:: GIVEN RECORDS ::

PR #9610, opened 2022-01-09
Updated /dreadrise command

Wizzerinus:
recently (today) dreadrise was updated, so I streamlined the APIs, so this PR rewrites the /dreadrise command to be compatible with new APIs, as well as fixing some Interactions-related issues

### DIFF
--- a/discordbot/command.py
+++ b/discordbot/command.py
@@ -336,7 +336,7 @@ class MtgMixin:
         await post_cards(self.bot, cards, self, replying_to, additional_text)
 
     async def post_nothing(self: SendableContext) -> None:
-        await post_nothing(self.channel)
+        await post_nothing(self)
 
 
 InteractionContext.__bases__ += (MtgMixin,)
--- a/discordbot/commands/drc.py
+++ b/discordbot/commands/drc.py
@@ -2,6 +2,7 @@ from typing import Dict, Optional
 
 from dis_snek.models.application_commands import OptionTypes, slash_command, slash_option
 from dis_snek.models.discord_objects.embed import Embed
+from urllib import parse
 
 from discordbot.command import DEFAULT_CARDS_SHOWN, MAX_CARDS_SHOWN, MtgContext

:::
:: GIVEN RECORDS ::

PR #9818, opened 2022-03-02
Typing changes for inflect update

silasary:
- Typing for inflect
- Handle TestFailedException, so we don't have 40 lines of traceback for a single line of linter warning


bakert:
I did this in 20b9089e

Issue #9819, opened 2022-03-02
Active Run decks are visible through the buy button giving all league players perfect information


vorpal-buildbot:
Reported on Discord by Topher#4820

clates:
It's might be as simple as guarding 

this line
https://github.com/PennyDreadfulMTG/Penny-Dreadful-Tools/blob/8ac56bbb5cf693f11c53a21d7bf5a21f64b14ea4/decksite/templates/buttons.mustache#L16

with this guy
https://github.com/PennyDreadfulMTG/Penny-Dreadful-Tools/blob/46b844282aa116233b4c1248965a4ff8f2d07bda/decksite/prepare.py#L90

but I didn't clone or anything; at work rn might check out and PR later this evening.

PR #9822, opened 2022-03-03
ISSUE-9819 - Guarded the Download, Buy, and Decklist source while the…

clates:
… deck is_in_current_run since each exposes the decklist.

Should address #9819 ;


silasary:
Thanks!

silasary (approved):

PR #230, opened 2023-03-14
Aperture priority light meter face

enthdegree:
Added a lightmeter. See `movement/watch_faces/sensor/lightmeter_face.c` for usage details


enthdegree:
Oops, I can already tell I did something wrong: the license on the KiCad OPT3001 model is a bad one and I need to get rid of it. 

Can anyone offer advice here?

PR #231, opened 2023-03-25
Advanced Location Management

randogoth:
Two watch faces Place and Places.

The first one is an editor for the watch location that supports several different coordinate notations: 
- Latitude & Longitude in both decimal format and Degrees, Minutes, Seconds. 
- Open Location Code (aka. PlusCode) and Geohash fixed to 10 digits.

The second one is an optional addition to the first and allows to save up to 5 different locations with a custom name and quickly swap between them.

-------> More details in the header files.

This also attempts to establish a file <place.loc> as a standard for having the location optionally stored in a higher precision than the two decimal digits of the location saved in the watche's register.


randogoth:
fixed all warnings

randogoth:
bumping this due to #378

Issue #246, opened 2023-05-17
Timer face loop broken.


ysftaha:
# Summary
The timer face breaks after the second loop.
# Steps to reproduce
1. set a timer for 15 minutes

:::
:: GIVEN RECORDS ::

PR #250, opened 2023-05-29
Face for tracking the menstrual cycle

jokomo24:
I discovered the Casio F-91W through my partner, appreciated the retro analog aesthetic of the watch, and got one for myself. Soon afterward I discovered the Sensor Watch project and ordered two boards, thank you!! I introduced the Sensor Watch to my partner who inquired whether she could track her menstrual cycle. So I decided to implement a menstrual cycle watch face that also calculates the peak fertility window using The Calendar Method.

:::

◆ **INSTRUCTIONS TO FOLLOW**
Begin with the line that has "PR #250, opened 2023-05-29" in the listing above and end after the line that has "I discovered the Casio"; output those lines exactly.

◆ **EXERCISE RESULT**
PR #250, opened 2023-05-29
Face for tracking the menstrual cycle

jokomo24:
I discovered the Casio F-91W through my partner, appreciated the retro analog aesthetic of the watch, and got one for myself. Soon afterward I discovered the Sensor Watch project and ordered two boards, thank you!! I introduced the Sensor Watch to my partner who inquired whether she could track her menstrual cycle. So I decided to implement a menstrual cycle watch face that also calculates the peak fertility window using The Calendar Method.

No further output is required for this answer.